江云亭收回目光,向劉舒意歉意地笑了笑,繼續道,“我一直待在府里,倒不知朝上發生了何事。”
劉舒意低聲道,“今早朝堂上還在爭論如何處置崇王,雖說崇王被禁足半年,但以皇上對崇王的寵愛,想必關不了多久。”
“小王爺,有句話不知我當講不當講?”江云亭突然道。
“和我說話客氣什么,云亭你就是太客氣了,你叫我名字就好,叫什么小王爺。”劉舒意從江云亭口中聽到“小王爺”這三個十分刺耳,立刻順勢糾正。
“好,那我便說了,”江云亭的聲音也低了低,“你我雖然是同盟,但我并不知舒意你是哪一派系的人。要是是崇王的……我暫時不能相信你。”
劉舒意松了口氣,事關奪嫡大事,還是控制不住的人靠譜些,這么想著,他出手比了個三,道,“我身后的是平王。”
“平王?”江云亭驚訝的瞪大眼睛,其實心里卻暗暗翻了個白眼。
“正是。”劉舒意微笑著點頭。
江云亭突然冷笑一聲,“舒意真的是把我當外人,京城誰不知道你姑母是六皇子的生母。”
劉舒意拿著杯子喝了口酒,“我半點沒糊弄你的意思,姑母在宮中生活艱難,我豫王府和六皇子一并投靠了平王。”
江云亭恍然道,“沒看出來,你們家竟然會效忠平王。”
劉舒意把聲音提高了些,“云亭,冉閣老出手清君之側,你覺得朝中瘴氣何時能消?”
江云亭笑了笑,“不會讓你等久,朝中心懷正義之人都在觀望,出手之時誰會一招凈出,我與外公下棋時,他老人家總喜歡藏幾把。不顯山,不露水,棋局已在他掌握之中。”他不知道外公手上還有沒有證據,但他知道歷史的結果。
“棋局?”劉舒意意示了一下。
“正是棋局。”江云亭點頭。
“好一個棋局。”劉舒意聽聞一喜,舉杯道,“讓我們為棋局干一杯。”
江云亭舉起茶杯,“干。”
兩只杯子在半空碰撞。
這兩人在這邊碰杯,聽完說書的鄭少鍇三人回來了。
王珂問道,“云亭你不去聽你外公的事?”
江云亭笑了笑,“來的路上已經聽過許多了。”
王珂露出一個了然的表情,“我就說你怎么來晚了,原來是一個人聽書去了。”
江云亭無法,再次舉起茶杯,“我以茶待酒,認罰一杯。”
趙陽挑挑眉,“這還差不多。”
鄭少鍇覺得在酒樓吃飯實在沒勁,不由坐在椅子上晃了晃腿,“下午去哪玩?你們幾個武館去不?”
幾人鄙視道,“又去武館,你能有點新意嗎?”
江云亭又轉頭看向窗外,突然問道,“少鍇,你武藝如何?”
“在京城里當然是數一數二的高手。”鄭少鍇自信地彎起了一只胳膊,“就比如你們四個加一起都打不贏我。”

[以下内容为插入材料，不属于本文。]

PR #127, opened 2020-07-24
 Emit a gauge for "age of CCADB data" from aggregate-crls

### LINKED ISSUE #126: Emit a gauge for "age of CCADB data" from aggregate-crls
It would be a useful metric to see if the CCADB data starts aging, e.g., no updates for a long while.

jcjones:
Fixes #126

### DIFF
--- a/go/cmd/aggregate-crls/aggregate-crls.go
+++ b/go/cmd/aggregate-crls/aggregate-crls.go
@@ -19,6 +19,7 @@ import (
 	"syscall"
 	"time"
 
+	"github.com/armon/go-metrics"
 	"github.com/golang/glog"
 	"github.com/google/certificate-transparency-go/x509"
 	"github.com/google/certificate-transparency-go/x509/pkix"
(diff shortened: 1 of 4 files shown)


go/cmd/aggregate-crls/aggregate-crls.go
```diff
@@ -574,8 +575,11 @@ func main() {
 
 	if err != nil {
 		glog.Fatalf("Unable to load the Mozilla issuers: %s", err)
+		return
 	}
 
+	metrics.SetGauge([]string{"IssuersAge"}, float32(mozIssuers.DatasetAge().Hours()))
```
smarnach, line 581: I think most of our duration metrics are in seconds rather than hours, but I don't really know if there is an actual convention. In any case, it's most important to be consistent within CRLite, so if we already emit other duration metrics in hours, this one should be hours, too.

jcjones: OK, seconds sounds good to me. In theory this should always be very low, since it should be fresh at each run. But this would be one where if it's more than a cronjob-period old, something has gone wrong.

Will change to seconds!

jcjones:
Rebased.

PR #129, opened 2020-08-06
Rename Docker user to "app" and change UID.

smarnach:
... to comform with our [guidelines][1].

[1]: https://github.com/mozilla-services/dockerflow#dockerfile-requirements

This may make parts of the data on the physical volume inaccessible when deployed to the dev environment. In stage, I will simply delete the physical volume and regenerate it from scratch. If this causes too much trouble, we can discuss alternatives, e.g. adding `chmod -R app:app /persistent` temporarily to fix the data.

### DIFF
--- a/containers/Dockerfile
+++ b/containers/Dockerfile
@@ -19,7 +19,7 @@ RUN apt update && apt install -y ca-certificates && \
     apt-get -y clean && \
     rm -rf /var/lib/apt/lists/*
 
-RUN adduser --system --home /app appuser
+RUN adduser --system --uid 10001 --group --home /app app
 
 ENV crlite_log /var/log
 ENV crlite_processing /processing
@@ -27,7 +27,7 @@ ENV crlite_persistent /persistent
 ENV crlite_workflow /app/workflow
 ENV crlite_bin /app
 
-RUN mkdir /processing && chown appuser /processing && chmod 777 /processing
+RUN mkdir /processing && chown app /processing && chmod 777 /processing
 VOLUME /var/log /processing /persistent
 
 COPY --from=builder /build/bin /app/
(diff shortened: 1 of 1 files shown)


jcjones:
Pushed to `dev` as fe4e526.

This does require either a modification to these lines to be recursive:
https://github.com/mozilla/crlite/blob/6ba9eb32fa25a510301524b88a39477005b98246/containers/crlite-generate/pod.yaml#L18-L24

or to reinitialize the persistent volume. I'm just reinitializing, it's not a big deal. Has some impacts short-term about bad CRL downloads, but it'll even out quickly enough.

In prod we might want to be more careful and/or backup the persistent volume from time to time though.

jcjones:
The reinitialization of the persistent folder for that permissions update has had no discernible effect on the filters. 20200808-0 was the first run after the change.
image

smarnach:
> In prod we might want to be more careful and/or backup the persistent volume from time to time though.

So far I've assumed we do not need to back the persistent volume up, since it can simply be regenerated if needed. What's the worst case scenario if we don't have backups?

jcjones:
> > In prod we might want to be more careful and/or backup the persistent volume from time to time though.
> 
> So far I've assumed we do not need to back the persistent volume up, since it can simply be regenerated if needed. What's the worst case scenario if we don't have backups?

The worst case scenario is that we lose some revocations (filter gets false negatives) until we get the CRLs all back.

We could run the `aggregate-crls` job multiple times, if we wanted, to try harder to download all the data. We also can (and should) use the CRL audit data to go after the CAs whose data is regularly inconsistent.

Anyway, I think it's OK to assume it's not backed up. This would be a rare event, and much easier to recover from than loss of the Redis database.

smarnach:
Ok, this sounds acceptable to me. If we lose the physical volume, we need some manual intervention anyway, so we can also manually audit the data in that case.

PR #134, opened 2020-09-11
Make the signoff tool use structured logs

jcjones:


jcjones:
In dev as 6a2bb1b

smarnach (commented):
If I read the code correctly, this will print a dictionary in Python's `repr()` format. Can we make this JSON instead? Stackdriver allows to filter by individual fields for JSON log messages, which is sometimes handy.

jcjones:
What is your preference for structured loggers, @smarnach

smarnach:
I would have a slight preference for JSON logs, as stated, since they make log filtering in Stackdriver nicer. We'll probably want to filter the logs whenever some domain is failing – with 10,000+ domains on the list, it won't be obvious on first glance anymore.

smarnach:
Ah, sorry, you mean what structured logging lib? I'd just wrap the dict we have in `json.dumps()` and be done with it.

jcjones:
Thanks, sorry, got pulled away as I was typing. OK, I didn't realize Stackdriver could handle any format like that, and not need some preamble to indicate it was JSON.

jcjones:
Now logs look like:

```
INFO:query_cli:Database was updated at 2020-09-14 09:29:39.953520, skipping.
INFO:query_cli:Status: 2084 Intermediates, Current filter: 2020-09-08T18:08:25+00:00Z-full with 24 layers and 14705968 bit-count, 12 stash files with 33078 stashed revocations, up-to-date as of 2020-09-11 18:08:34+00:00 (2 days, 22:23:48.943301 ago).
INFO:crlite_query:{"name": "getfirefox.com:443", "issuer": "CN=DigiCert SHA2 Secure Server CA,O=DigiCert Inc,C=US", "state": "Valid", "enrolled_in_crlite": true, "cert_id": "CertID(e6426f344330d0a8eb080bbb7976391d976fc824b5dc16c0d15246d5148ff75c-019d2b994ec99445c735d2a6d739e43a)", "via_filter": null, "via_stash": null}
```

smarnach:
I'm actually not sure whether this will work out of the box, but whit standard JSON I should be able to convince fluentd to parse this into structured data that Stackdriver can understand, which would be very difficult with Python `repr()` format.

smarnach (approved):

jcjones:
OK. We can always look at replacing https://pypi.org/project/glog/ with something that supports structured logging out of the box.

PR #137, opened 2020-09-30
Remote --filter-bucket command-line argument.

smarnach:
This argument doesn't exists anymore, since the filter is read from Remote Settings instead.


jcjones (approved):
Oops. :) Thanks!

PR #139, opened 2020-10-01
Remove the read-only Kinto client from the publisher.

smarnach:
The security-state-staging collection is not supposed to be publicly accessible. For some reason we haven't figured out yet, it currently is [publicly accessible in prod](https://bugzilla.mozilla.org/show_bug.cgi?id=1668535), and it used to be publicly accessible in stage until recently. At least for now, the correct way to read that collection is an authenticated read on the Remote Settings writer instance.

CC @sciurus

### DIFF
--- a/moz_kinto_publisher/main.py
+++ b/moz_kinto_publisher/main.py
@@ -276,9 +276,7 @@ def main():
             )
         )
 
-    log.info(
-        f"Connecting... RW={settings.KINTO_RW_SERVER_URL}"
-    )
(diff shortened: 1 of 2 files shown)


jcjones:
hmm; this is going to change  execution of the tool when the VPN isn't accessible. Maybe that doesn't matter much, but it'll affect `dev` a bit, as right now there's the clean separation that all the `rw_` instances will fail, but methods that contain `ro_` can pass, hence the split.

I'm not sure I want to take this; perhaps we can just set `KINTO_RO_SERVER_URL` to the same URL in the config and document it instead? Or I'm open to other ideas

PR #141, opened 2020-10-13
Docker login before build

jcjones:
Beginning 2020-11-2 Docker Hub is rate limiting anonymous image pulls per IP address. This will impact our jobs that run on CircleCI. So let's login first every time we're talking to Docker. We already do that for the publish task, but we should on the build as well.

### DIFF
--- a/.circleci/config.yml
+++ b/.circleci/config.yml
@@ -17,6 +17,7 @@ commands:
         type: string
 
     steps:
+      - docker/check
       - run:
           name: Generate version.json
           command: |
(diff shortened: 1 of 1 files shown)


smarnach (commented):
I _think_ some of the jobs here pull docker images to run the CircleCI jobs on, e.g. `circleci/golang:1.13` and `cimg/base:stable`, so we probably need to add an `auth` step. I'll look into the details tomorrow, since I decided to try and go to bed earlier in the future.

smarnach (approved):
Thanks for the update, this looks good now.

PR #142, opened 2020-10-20
Make the Kinto Publisher check that signatures are needed before requesting signatures

### LINKED ISSUE #140: Signer should only sign records it didn't sign already.
We are currently running the signoff job on an hourly schedule, and it seems to re-signs the preview data every hour. Re-signing does not cause clients to redownload the data, so it probably doesn't matter much, but I somehow feel we should only sign the records once.

jcjones:
As it was, the `crlite_sign` and `intermediates_sign` methods always signed when
called, so every time the k8s job ran to sign, the signer actually did work.
This change is to check the state of the collection to be `"to-review"` before
requesting a signature.

Since I don't have a kinto-signer instance working locally, this was tested on
stage by manipulating the crlite records and rolling it back when done.

Fixes #140

### DIFF
--- a/moz_kinto_publisher/main.py
+++ b/moz_kinto_publisher/main.py
@@ -156,7 +156,7 @@ class PublisherClient(Client):
                 + f"{response.content.decode('utf-8')}"
             )
 
-    def collection_needs_review(self, *, collection=None):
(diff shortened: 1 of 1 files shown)


smarnach (approved):
Thanks, looks good to me!

PR #146, opened 2020-11-18
Redefine enrollment to be 'all CRLs have to be valid'

### LINKED ISSUE #145: aggregate-crls should require all known CRLs to be valid
aggregate-crls currently considers an issuer enrolled if any CRL known to the Redis DB is valid
https://github.com/mozilla/crlite/blob/a906dcb43eb6fc0d4f5af961696af434c7bda802/go/cmd/aggregate-crls/aggregate-crls.go#L324-L328

Perhaps it should be only if all CRLs known to the Redis DB are valid. That's a high bar, and it makes it effective policy that CRLs must be kept up-to-date for the lifetime of the _issuer_, not just the certs in question, as right now there's no means to track when a CRL DP "drops out" of the active set.

jcjones:
Fixes #145

Require all issuer CRLs to be valid and up-to-date to include that issuer in the enrolled list, instead of at least one CRL be valid.

To make this more easily verifiable, also emit information to `crl-audit.json` for all processed CRLs, and always include the URL at which a given CRL is canonically located, allowing auditing tools to verify the number of CRLs processed for each issuer, and the whole status for each canonical URL.

This will dramatically increase the size of the crl-audit JSON, but then again it was pretty small before. It shouldn't be significant, especially compared to the increased auditability.

### DIFF
--- a/go/cmd/aggregate-crls/aggregate-crls.go
+++ b/go/cmd/aggregate-crls/aggregate-crls.go
@@ -124,7 +124,7 @@ type CrlVerifier struct {
 }
 
 func (cv *CrlVerifier) IsValid(path string) error {
-	_, err := loadAndCheckSignatureOfCRL(path, cv.expectedIssuerCert)
+	_, _, err := loadAndCheckSignatureOfCRL(path, cv.expectedIssuerCert)
 	return err
 }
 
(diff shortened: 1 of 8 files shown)


jcjones:
pushed to `dev` combined with #147 as 23bd9b5.

jcjones:
Pushed https://github.com/mozilla/crlite/pull/146/commits/6e9996789b55d5e56409768202d55cfe829518f9 to dev

kjacobs-moz (approved):

jcjones:
Pushed https://github.com/mozilla/crlite/pull/146/commits/6707d5421bdab35843c465ee49fef783dcd4cc60 to `dev` too

jcjones:
Several days of data looks good. Let's call this a version.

劉舒意喝酒不語,王珂和趙陽:“切,你就吹吧。公主武試那次是你運氣好而已,去參加的人只有文狀元可沒有一個武狀元。”
鄭少鍇抬抬下巴,一副不與你們計較的樣子,又問道,“云亭你問這個有事?”
江云亭轉頭向鄭少鍇笑了笑,“或許有人需要你松松筋骨。”
四人一愣,紛紛走到窗邊。劉舒意之前看過一次并沒有發現什么不對勁的地方,可再一次看窗外,卻發現太白樓樓下埋伏了好些人,他驚訝道,“云亭這些人是沖著你來的?”
“應該是吧。”江云亭還閑庭自若地喝了口茶壓壓驚,聳聳肩道,“綁架威脅恐嚇什么的。”
鄭少鍇捏了捏拳頭,手指關節崢崢地響,“敢動我兄弟,找死。”說著,就轉身準備下樓把這些人拎出來。
“等一下。”江云亭攔下他,“別沖動,我知道是誰干的。這樣沖下去治標不治本,不如我想個辦法把幕后黑手一網打盡。少鍇我只問你,上次在宮里的仇敢不敢報?”
鄭少鍇尋思了一會兒,眼睛一亮,“你是說?”
江云亭眼眸中掠過一抹冷光,點頭,“正是他。”
鄭少鍇參選駙馬時,公主被崇王設計了一把,他自己也差點暗遭黑手。好事多磨,未婚夫妻齊齊遭遇陰毒手段。這件事他想要報仇心心念念了許久,然而一直找不到機會,還以為不得不忍下這口氣。沒想到,機會說降就降。鄭少鍇曾經發過誓,如果有機會,他勢必要百倍千倍回報。
而他的這件事,在場幾人都是知道的。劉舒意,王珂,趙陽一聽愣了愣,想到那可是崇王,風光無限的崇王,今日揍了他一頓,明日指不定被捉到大理寺關。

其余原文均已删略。